▶ BRIEF
Write out, word for word, every line in the data below from the one containing "The following point is a remaining concern." to the one containing "We should only", both of them included.

▶ Stored data
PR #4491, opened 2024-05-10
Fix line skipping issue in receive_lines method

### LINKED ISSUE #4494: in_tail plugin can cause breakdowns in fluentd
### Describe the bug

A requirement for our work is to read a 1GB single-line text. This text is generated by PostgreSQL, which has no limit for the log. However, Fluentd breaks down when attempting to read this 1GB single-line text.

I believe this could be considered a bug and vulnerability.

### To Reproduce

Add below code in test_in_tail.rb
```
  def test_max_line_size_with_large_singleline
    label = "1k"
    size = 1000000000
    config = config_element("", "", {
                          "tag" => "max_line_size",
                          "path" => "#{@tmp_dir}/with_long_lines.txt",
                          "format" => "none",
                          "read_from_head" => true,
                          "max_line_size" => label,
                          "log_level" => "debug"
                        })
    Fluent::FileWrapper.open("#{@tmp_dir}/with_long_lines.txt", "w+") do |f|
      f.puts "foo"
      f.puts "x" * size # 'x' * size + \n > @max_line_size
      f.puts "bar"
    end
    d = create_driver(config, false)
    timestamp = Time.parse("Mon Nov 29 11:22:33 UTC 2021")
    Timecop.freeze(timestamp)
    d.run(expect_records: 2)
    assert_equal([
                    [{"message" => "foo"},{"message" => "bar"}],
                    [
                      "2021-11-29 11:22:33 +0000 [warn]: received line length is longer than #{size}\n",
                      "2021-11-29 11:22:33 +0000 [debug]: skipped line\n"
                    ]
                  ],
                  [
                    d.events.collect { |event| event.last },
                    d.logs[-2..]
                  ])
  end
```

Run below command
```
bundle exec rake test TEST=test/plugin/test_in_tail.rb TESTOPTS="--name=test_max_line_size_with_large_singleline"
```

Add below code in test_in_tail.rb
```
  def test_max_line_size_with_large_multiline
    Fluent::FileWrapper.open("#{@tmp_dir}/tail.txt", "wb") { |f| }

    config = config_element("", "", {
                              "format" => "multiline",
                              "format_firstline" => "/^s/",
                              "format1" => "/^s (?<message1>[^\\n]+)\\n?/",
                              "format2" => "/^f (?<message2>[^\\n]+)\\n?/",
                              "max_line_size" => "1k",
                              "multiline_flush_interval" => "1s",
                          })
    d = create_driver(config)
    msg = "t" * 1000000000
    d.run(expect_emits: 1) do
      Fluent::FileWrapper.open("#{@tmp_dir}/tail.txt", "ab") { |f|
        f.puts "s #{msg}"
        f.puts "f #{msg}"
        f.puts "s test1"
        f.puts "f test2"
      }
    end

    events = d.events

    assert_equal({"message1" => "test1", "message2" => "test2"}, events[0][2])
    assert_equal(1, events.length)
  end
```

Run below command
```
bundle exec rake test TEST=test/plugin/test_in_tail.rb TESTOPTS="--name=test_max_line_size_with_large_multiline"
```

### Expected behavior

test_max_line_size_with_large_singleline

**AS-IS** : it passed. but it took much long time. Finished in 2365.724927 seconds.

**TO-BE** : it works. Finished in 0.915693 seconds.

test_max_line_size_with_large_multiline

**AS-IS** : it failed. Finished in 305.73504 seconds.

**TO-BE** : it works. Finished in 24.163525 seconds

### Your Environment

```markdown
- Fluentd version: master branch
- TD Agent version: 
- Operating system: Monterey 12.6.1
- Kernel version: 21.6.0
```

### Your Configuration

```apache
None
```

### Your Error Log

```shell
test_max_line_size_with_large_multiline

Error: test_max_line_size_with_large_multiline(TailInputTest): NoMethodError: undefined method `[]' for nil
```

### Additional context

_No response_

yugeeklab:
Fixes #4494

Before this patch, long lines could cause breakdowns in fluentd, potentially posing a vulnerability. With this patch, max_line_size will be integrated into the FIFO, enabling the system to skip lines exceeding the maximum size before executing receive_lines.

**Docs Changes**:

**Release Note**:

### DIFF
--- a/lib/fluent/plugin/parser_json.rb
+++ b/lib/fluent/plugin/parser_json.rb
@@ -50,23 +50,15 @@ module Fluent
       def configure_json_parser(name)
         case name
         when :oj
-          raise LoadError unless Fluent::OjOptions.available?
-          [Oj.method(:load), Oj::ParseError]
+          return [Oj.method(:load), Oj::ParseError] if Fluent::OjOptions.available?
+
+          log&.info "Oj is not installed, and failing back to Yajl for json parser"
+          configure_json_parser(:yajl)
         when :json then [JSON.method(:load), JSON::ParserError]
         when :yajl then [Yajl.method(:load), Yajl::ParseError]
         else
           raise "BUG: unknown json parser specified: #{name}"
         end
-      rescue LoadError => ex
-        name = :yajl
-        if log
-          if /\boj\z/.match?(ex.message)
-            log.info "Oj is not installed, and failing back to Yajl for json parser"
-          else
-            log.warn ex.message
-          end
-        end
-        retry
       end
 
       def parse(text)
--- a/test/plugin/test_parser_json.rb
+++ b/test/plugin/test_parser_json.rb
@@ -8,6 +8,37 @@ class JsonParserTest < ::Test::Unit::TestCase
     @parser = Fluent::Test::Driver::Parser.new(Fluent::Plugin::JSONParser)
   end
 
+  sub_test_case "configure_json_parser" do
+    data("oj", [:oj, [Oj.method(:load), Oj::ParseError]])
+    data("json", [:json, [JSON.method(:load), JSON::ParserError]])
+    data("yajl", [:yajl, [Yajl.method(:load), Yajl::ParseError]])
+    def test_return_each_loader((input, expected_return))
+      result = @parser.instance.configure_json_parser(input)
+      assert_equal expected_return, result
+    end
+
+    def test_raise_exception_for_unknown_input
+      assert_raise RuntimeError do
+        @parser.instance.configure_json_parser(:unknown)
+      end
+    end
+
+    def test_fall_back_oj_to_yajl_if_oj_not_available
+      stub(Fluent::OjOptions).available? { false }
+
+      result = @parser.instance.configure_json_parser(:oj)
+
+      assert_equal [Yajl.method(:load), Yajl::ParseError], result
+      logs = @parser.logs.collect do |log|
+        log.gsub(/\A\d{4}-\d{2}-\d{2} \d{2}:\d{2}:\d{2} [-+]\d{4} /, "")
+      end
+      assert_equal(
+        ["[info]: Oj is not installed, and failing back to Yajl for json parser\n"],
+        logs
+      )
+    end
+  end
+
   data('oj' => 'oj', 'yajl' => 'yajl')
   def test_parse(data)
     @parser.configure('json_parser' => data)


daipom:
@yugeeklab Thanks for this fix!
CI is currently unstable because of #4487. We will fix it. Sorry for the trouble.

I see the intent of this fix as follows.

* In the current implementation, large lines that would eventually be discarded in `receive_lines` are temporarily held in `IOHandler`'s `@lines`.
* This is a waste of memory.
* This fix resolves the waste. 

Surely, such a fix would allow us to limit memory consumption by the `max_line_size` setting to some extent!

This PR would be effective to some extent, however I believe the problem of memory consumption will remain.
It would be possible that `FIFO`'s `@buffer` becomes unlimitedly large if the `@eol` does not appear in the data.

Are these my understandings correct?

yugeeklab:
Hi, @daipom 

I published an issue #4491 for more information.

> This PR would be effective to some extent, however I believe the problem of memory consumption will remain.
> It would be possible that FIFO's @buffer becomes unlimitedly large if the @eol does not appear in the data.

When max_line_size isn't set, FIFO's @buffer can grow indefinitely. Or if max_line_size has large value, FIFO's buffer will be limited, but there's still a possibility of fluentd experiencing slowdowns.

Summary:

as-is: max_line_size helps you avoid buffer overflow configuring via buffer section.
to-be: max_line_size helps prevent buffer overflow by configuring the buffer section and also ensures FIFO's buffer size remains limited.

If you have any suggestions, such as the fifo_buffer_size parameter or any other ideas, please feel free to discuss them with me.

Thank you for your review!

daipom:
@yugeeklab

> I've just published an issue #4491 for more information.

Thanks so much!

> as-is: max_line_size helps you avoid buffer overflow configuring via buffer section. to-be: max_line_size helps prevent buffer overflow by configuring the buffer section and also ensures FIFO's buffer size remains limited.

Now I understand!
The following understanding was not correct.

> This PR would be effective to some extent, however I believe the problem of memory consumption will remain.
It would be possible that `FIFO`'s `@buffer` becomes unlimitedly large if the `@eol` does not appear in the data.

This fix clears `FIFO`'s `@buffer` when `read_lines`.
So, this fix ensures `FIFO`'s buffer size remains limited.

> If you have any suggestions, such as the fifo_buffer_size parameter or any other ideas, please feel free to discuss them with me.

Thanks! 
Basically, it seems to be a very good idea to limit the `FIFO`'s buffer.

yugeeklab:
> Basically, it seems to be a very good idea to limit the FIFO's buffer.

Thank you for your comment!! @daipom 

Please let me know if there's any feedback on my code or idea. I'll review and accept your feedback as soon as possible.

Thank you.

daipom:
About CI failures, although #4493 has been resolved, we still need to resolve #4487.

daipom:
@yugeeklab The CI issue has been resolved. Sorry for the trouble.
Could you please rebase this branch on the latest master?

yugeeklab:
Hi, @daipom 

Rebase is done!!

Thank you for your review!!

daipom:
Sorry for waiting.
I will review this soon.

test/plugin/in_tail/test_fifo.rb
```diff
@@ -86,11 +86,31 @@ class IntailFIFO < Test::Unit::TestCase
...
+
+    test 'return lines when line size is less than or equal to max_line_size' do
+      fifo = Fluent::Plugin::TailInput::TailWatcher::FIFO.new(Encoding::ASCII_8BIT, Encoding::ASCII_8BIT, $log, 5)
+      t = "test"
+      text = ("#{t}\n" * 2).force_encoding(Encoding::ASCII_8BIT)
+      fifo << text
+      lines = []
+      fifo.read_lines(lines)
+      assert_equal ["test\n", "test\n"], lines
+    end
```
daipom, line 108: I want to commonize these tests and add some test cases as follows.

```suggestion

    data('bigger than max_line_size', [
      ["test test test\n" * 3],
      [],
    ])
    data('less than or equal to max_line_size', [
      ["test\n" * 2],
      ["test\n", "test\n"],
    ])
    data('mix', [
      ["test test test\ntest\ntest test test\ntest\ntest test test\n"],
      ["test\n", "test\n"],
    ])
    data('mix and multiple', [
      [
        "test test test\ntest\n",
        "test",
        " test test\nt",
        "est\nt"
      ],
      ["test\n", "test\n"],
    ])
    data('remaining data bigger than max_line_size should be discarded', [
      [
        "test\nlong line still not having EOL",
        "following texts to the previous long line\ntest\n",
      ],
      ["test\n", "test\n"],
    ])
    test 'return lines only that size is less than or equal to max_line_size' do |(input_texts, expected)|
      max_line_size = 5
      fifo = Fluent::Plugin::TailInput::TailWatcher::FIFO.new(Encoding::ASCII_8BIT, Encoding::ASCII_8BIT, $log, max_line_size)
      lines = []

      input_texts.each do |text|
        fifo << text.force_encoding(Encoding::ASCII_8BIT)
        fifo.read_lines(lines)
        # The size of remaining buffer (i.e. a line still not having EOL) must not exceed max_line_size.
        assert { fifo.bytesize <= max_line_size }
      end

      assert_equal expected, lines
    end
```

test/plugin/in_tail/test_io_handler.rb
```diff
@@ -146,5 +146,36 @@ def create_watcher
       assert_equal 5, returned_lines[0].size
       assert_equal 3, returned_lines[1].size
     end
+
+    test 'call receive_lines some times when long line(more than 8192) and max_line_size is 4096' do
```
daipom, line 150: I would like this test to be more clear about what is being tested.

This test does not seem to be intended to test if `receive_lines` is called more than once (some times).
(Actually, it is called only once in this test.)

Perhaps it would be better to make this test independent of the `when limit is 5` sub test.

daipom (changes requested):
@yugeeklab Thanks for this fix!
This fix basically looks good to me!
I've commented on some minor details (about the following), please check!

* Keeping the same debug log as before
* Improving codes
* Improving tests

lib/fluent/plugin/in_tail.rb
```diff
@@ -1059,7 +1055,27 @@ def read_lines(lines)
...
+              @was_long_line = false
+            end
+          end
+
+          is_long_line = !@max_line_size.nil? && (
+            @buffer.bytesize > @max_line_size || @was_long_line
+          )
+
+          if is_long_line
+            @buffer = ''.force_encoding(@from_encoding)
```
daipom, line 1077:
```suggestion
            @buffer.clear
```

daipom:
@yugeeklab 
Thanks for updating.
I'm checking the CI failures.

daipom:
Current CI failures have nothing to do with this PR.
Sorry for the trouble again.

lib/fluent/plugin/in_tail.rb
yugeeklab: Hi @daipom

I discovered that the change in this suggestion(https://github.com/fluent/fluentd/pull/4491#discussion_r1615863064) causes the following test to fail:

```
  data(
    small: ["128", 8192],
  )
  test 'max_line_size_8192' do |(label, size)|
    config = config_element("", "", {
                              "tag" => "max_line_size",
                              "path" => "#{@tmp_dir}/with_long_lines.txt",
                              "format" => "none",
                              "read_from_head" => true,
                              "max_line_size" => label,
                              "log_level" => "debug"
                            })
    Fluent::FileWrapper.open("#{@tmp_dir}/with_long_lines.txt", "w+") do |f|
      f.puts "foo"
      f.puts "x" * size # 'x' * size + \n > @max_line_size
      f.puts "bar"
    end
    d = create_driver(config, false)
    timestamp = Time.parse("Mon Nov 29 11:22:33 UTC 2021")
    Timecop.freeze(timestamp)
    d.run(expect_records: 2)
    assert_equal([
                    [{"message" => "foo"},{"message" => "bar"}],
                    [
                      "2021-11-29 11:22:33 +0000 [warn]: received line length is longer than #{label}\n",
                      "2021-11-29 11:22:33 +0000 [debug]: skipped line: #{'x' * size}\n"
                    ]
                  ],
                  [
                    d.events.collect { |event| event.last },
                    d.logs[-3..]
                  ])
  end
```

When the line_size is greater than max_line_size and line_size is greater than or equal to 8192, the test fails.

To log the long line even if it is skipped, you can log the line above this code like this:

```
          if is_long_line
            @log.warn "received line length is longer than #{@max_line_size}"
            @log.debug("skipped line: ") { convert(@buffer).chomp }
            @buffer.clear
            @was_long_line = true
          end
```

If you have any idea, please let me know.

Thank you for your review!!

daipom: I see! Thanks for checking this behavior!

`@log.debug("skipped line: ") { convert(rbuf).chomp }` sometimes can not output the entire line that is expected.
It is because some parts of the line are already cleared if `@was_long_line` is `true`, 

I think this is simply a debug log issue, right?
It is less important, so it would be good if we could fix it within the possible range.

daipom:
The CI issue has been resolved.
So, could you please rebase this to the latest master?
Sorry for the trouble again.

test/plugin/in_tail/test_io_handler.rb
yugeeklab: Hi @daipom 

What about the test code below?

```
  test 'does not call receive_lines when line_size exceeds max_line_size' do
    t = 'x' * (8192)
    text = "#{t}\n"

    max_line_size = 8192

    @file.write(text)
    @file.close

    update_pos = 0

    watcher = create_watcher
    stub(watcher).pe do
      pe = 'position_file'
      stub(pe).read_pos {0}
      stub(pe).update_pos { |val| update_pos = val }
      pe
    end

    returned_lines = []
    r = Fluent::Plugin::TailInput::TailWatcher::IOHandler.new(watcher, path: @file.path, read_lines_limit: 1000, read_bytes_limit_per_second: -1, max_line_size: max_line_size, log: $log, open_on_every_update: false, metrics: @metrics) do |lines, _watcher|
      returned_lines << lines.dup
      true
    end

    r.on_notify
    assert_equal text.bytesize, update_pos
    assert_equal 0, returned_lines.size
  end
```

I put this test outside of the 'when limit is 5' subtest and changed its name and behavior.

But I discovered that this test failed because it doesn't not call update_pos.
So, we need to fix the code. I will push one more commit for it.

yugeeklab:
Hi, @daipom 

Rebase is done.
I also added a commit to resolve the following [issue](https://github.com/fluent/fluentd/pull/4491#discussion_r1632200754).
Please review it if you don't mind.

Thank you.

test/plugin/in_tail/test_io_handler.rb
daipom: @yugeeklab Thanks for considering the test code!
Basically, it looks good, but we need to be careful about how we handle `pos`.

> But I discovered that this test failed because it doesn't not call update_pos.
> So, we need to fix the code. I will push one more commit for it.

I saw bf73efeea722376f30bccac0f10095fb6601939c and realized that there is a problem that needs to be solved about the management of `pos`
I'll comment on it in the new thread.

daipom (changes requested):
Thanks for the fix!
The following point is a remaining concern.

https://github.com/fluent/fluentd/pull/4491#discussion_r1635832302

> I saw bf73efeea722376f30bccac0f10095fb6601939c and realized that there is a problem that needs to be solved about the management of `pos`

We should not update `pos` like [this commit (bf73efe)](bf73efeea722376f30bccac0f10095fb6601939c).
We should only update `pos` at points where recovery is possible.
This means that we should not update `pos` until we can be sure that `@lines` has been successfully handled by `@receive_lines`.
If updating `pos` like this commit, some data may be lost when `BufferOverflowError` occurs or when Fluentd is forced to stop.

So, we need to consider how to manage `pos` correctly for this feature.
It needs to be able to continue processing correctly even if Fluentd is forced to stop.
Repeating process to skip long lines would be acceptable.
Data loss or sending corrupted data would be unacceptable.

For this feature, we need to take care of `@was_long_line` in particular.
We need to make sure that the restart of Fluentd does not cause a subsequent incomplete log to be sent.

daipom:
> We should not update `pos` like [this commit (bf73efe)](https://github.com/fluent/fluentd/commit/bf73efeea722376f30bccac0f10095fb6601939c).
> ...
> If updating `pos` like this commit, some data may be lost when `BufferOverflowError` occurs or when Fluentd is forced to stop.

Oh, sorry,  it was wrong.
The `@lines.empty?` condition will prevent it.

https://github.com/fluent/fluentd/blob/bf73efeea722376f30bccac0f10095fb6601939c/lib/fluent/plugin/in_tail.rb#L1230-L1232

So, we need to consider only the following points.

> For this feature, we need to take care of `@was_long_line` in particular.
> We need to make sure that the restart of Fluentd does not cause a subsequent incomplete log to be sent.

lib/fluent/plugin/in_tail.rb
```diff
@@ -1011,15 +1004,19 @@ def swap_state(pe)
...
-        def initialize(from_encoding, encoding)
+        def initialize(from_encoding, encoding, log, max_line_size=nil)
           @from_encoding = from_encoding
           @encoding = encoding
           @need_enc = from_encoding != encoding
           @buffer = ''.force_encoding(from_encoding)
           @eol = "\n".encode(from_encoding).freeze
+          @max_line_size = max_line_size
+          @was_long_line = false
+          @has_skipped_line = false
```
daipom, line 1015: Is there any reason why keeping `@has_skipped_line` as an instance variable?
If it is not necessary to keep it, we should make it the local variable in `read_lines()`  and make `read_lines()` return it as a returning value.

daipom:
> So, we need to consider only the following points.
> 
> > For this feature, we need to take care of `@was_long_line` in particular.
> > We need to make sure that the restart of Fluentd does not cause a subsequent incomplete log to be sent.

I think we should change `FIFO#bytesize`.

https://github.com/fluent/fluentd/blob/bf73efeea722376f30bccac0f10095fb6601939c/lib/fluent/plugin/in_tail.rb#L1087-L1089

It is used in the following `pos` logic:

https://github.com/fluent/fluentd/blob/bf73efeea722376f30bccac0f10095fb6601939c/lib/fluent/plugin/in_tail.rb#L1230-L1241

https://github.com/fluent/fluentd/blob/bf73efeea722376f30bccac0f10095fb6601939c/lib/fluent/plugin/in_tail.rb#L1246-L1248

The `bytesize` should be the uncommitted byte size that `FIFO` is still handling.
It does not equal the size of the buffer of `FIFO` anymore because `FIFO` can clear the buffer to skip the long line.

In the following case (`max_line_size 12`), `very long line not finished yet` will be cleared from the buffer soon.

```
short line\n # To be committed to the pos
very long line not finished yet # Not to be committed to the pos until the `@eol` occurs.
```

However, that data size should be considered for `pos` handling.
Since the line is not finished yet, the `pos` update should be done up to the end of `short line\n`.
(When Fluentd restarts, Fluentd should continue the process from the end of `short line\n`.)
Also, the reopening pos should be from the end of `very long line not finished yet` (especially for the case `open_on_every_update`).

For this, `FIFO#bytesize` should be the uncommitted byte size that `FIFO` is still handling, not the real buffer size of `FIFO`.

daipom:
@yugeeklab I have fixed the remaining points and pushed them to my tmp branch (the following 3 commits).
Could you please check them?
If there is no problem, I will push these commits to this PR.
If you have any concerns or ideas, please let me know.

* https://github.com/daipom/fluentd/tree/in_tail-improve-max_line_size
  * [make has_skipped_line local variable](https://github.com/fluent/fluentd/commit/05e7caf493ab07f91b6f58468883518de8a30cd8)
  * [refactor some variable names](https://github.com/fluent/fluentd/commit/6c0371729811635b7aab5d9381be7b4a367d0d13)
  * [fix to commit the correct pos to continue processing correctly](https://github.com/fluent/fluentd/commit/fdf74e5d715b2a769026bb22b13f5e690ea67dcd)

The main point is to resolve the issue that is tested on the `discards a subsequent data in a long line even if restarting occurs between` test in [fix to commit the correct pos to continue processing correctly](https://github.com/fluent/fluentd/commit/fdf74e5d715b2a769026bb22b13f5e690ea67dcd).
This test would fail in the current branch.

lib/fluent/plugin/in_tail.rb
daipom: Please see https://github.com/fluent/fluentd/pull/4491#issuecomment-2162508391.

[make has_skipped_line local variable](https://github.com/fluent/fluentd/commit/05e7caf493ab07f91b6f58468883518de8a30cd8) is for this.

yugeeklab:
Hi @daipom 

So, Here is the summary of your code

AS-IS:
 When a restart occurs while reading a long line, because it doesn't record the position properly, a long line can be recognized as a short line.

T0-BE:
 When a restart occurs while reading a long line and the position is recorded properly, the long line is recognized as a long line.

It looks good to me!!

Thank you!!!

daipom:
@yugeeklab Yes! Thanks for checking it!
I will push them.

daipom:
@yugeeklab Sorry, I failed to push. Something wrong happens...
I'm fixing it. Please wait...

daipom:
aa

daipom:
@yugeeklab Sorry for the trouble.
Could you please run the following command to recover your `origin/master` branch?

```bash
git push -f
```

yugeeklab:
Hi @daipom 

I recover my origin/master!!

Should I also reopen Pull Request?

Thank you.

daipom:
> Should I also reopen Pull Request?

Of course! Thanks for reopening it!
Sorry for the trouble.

▶ RESPONSE TO THE EXERCISE
The following point is a remaining concern.

https://github.com/fluent/fluentd/pull/4491#discussion_r1635832302

> I saw bf73efeea722376f30bccac0f10095fb6601939c and realized that there is a problem that needs to be solved about the management of `pos`

We should not update `pos` like [this commit (bf73efe)](bf73efeea722376f30bccac0f10095fb6601939c).
We should only update `pos` at points where recovery is possible.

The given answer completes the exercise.